Assigned task
Exactly the lines from the top of the records below through the one containing "We have a list" must be set down, with no line added or dropped.

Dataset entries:
^^^^^^^^^^^^^^^^
PR #3687, opened 2025-08-25
manifests/fedora-coreos: switch exclude-packages to a postprocess

### LINKED ISSUE #3678: Find equivalent for exclude-packages in container native build flow
We have a list of defined packages we don't want to get pulled in:

https://github.com/coreos/fedora-coreos-config/blob/faae99664b426628ede56f6427add875e29ed904/manifests/fedora-coreos.yaml#L200-L219

This recently triggered and lead us to take action: https://github.com/coreos/fedora-coreos-tracker/issues/2011

We need some equivalent behavior in the container native workflow, either halting the build-via-buildah, or in CI kola tests. 

To stress the importance of this if https://github.com/coreos/fedora-coreos-pipeline/pull/1194 had merged yesterday we'd have missed this and would have been shipping perl until someone noticed it.

dustymabe:
Since we don't currently have this functionality in the build-via-container path let's convert this to a postprocess.

Resolves: https://github.com/coreos/fedora-coreos-config/issues/3678

### DIFF
--- a/manifests/fedora-coreos.yaml
+++ b/manifests/fedora-coreos.yaml
@@ -51,6 +51,8 @@ conditional-include:
   # https://github.com/coreos/fedora-coreos-tracker/issues/1942#issuecomment-2881075898
   - if: releasever < 43
     include:
+      # Note we can still use exclude-packages in F42 because we aren't
+      # building via container there.
       exclude-packages:
         - python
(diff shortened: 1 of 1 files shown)


marmijo (approved):
LGTM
^^^^^^^^^^^^^^^^
Solution for this task
PR #3687, opened 2025-08-25
manifests/fedora-coreos: switch exclude-packages to a postprocess

### LINKED ISSUE #3678: Find equivalent for exclude-packages in container native build flow
We have a list of defined packages we don't want to get pulled in:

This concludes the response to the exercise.